A transcript of the dialogue is available here

 

The 25 Year Plan: does it add up?

or: 4 + 4 + 32 = 37?

In January 2018 the Government published its 25 Year Environment Plan. There’s no point in having one of those unless you check from time to time to see how it’s doing, so (as promised) the Government has now published a 25 Year Environment Plan Progress Report reporting on the first 15 months. The Report states that “of the 40 priority actions expected to make the most significant contribution to the ten goals of the Plan, four have already been delivered”, namely:

  • a Clean Air Strategy
  • appointment of a national Tree Champion (Sir William Worsley)
  • publication of a new Resource and Waste Strategy
  • establishment of the Council for Sustainable Business

None of these actions per se has any practical effect at all on the environment, but they all either mandate or enable practical action to be taken. So a step on the way, and the Clean Air Strategy for one is already producing practical results. The Report also states that “Four actions are subject to minor delays”, namely:

  • putting in place more sustainable drainage system
  • improving soil health and restoring and protecting our peatlands
  • minimising the risk of chemical contamination in our water
  • working with delivery bodies to build on Area Integrated Plans to develop local natural capital plans.

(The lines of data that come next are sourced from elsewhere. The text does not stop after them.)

PR #871, opened 2022-07-15
Fix intermittent issue with tests

Shane32:
Having a required `Delay(...)` in a test never works in the long run.  I knew this could be an issue.  There shouldn't be any other tests that required a delay in order to pass.

On the bright side, tests will run faster with this patch.


Shane32:
Note that coverlet is still giving us problems:
- https://github.com/graphql-dotnet/server/runs/7359158293?check_suite_focus=true

Shane32:
Note that this PR does not need to be merged before v7 is released.

sungam3r (approved):

PR #873, opened 2022-07-15
Update NuGet package versioning

Shane32:


Shane32:
Since the UI packages don't depend on GraphQL.NET or GraphQL.NET Server, I'll remove the versioning changes from those from the All package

The Report further states that “A further 32 are on track for timely delivery”. Yes, that adds up, 4 + 4 + 32 = 40.

The Plan itself does not actually contain any obviously discernible list of 40 “priority actions” (it does contain various bullet points headed “Action we will take include:”, but there are 168 of these). The Report nevertheless contains “Table 1 – Status for priority actions”, which does indeed contain four items listed as “Completed 18/19″ (as above) and four further items said to be “In progress, minor delay” (also as above). So, no doubt, the other 32 are also to be found there …

Mysteriously, Table 1 contains only 29 other items, making a total of 37 not 40. What other three priority actions exist, what progress has in fact been made with them, and where have they gone? Students of environmental law with post-exam time on their hands may care to research the point, in return for the promise of a reward for the first demonstrably correct answer.

As the Report acknowledges, “at the heart” of the achievement of the Plan is the Environment Bill, said to provide “stronger environmental governance”. The substance (or perceived lack thereof) of the Bill is already under strong critical scrutiny. It is in turn the product of Brexit, controversial scrutiny of which will not have escaped anyone. It is thus plain that the Plan is at something of a crossroads at an early point in its 25 year journey. The Report on its progress is 75 pages long and will undoubtedly itself enjoy detailed scrutiny by NGOs and other ‘stakeholders’ in the environment.